▶ [The data]:

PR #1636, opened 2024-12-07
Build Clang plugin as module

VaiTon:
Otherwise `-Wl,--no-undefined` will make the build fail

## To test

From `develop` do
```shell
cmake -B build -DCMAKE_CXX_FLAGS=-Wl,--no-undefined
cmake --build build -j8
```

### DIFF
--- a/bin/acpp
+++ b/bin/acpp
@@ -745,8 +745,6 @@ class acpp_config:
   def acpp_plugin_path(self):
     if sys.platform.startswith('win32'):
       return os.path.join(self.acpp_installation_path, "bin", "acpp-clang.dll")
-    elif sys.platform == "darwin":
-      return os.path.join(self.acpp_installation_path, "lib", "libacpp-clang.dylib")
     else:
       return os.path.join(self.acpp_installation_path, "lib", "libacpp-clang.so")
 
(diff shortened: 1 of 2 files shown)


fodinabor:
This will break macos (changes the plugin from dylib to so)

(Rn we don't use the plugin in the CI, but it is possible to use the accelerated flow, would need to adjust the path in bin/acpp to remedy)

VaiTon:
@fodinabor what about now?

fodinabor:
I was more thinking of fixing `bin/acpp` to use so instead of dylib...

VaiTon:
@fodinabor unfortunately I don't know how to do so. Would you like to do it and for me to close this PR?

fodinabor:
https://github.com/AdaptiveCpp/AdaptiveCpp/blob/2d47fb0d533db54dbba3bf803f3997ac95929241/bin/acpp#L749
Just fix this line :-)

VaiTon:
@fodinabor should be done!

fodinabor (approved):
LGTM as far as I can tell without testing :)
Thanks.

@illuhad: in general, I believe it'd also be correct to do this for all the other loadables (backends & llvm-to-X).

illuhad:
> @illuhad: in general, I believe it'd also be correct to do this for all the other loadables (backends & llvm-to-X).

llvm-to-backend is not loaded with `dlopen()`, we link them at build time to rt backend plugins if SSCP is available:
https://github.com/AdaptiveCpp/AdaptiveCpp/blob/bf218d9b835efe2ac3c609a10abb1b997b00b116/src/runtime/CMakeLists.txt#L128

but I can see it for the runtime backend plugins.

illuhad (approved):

▶ [Exercise]:
All lines of the entries above where "blob" turns up should be reported.

▶ [Response for this exercise]:
https://github.com/AdaptiveCpp/AdaptiveCpp/blob/2d47fb0d533db54dbba3bf803f3997ac95929241/bin/acpp#L749
https://github.com/AdaptiveCpp/AdaptiveCpp/blob/bf218d9b835efe2ac3c609a10abb1b997b00b116/src/runtime/CMakeLists.txt#L128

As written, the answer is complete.